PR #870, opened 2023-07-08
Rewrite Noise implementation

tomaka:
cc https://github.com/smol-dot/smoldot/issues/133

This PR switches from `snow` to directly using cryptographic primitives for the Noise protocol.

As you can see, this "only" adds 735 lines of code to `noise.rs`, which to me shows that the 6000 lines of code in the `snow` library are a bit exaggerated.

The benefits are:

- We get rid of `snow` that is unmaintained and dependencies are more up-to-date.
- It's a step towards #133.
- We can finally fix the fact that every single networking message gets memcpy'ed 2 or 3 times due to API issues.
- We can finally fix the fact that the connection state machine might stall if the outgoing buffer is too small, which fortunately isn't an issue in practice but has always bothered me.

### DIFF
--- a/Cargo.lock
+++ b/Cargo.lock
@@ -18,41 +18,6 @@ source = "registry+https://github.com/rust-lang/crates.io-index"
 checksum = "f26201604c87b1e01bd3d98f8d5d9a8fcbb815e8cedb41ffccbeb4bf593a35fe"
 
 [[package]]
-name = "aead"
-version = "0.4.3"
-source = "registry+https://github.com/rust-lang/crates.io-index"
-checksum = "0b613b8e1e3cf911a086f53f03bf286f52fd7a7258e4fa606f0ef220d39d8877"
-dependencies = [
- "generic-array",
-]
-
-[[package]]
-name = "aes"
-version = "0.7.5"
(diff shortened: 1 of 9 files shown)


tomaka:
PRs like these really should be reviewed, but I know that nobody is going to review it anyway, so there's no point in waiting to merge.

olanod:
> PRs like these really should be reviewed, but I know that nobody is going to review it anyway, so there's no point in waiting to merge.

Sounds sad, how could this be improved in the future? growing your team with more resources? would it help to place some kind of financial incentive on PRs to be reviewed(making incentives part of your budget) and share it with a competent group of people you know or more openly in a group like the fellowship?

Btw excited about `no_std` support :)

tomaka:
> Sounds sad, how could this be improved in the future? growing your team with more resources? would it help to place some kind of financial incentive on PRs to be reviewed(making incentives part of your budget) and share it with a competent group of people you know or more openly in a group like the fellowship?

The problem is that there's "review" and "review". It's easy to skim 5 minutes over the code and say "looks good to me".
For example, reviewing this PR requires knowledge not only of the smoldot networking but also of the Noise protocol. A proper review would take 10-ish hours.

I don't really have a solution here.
++++++++++
### PROBLEM TO SOLVE
Look over the records above, and wherever a line contains the string "fact", copy that line.

### SOLUTION FOR THIS TASK
- We can finally fix the fact that every single networking message gets memcpy'ed 2 or 3 times due to API issues.
- We can finally fix the fact that the connection state machine might stall if the outgoing buffer is too small, which fortunately isn't an issue in practice but has always bothered me.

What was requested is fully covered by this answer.